How to prepare materials for a chatbot using LLM?
The following outline was prepared in June 2024 and applies to the currently used language models. Due to their rapid development, this list may be subject to updates.
Define your goals
Start by clearly defining your problem and understanding the expected outcomes you want to achieve from your AI chatbot and the users of the solution.
Gather key data
Collect the necessary terms, rules, and parameters required for the effective operation of your AI chatbot, such as product feeds, survey data, instructions, manuals, or specific industry terminology.
Shape your materials
The best formats are: .docx, .doc. PDFs can be problematic because they may contain text embedded in various formats, such as images or vector graphics (complex layouts and layers, multiple columns, irregular formatting, or image-rich content that make it difficult for LLM to understand the context of the information) – the simpler the format to read, the better the results you will achieve.
Direct integrations with BigQuery (coming soon), CRM systems (coming soon), and knowledge bases allow for automatic updates (make sure the data there is well-organized). Remember, LLM does not incorporate content from additional attachments into its knowledge, only the content that is directly in the database. Attachments can be passed in the form of links, for example.
Product databases, available in formats such as XML or CSV, allow for automatic updates of product lists in the database.
Organize your content
Eliminate duplicates and content that may confuse the bot’s responses.

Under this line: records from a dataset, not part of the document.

PR #2289, opened 2023-11-08
feat(DTfS2-6784): update built mojFrontend files to reflect jQuery version bump

oscar-richardson-softwire:
### Introduction

We currently have changes in the source files that are not reflected in the built files. In the portal service, we have changed from version 3.7.0 to 3.7.1 of jQuery (which is a dependency of mojFrontend), but the built files have not been updated to reflect this.

We need to run npm run build in the portal service to update the built files. This initially breaks mojFrontend, but after some investigation it was found that the integrity attributes in the script tags that use the mojFrontend script needed to be updated to reflect the new hash of the rebuilt file.

In order to prevent a similar investigation in the future, we should document in the README how the build process works and the steps that need to be taken by the developer.

### Resolution

- investigated why updating mojFrontend broke it - found hashes needed updating
- updated hashes in script tags
- added documentation about the build process


lmarrai-sw (approved):
thanks @oscar-richardson-softwire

Correct errors, fill in missing data, and ensure that the content across different materials does not contradict each other and is concise and to the point.
If there is a context for a particular response – e.g., the method for resetting a password differs depending on whether the user remembers their email address or not – add it to the response.
If your materials include tables, ensure that their description is understandable for a human, as failure to do so will complicate their proper implementation and checking the correctness of the interpretation.
The simpler the language, the more specifics (without room for bot interpretation), the better. The higher the quality of the input we provide to the chatbot, the better results it will deliver.
Organize for efficiency
- Thematic categorization (e.g., account management, credit applications)
- Categorization based on intent (e.g., problem-solving)
- Chronological order (organized according to time sensitivity)
- Contextual order (organized by the flow of the conversation).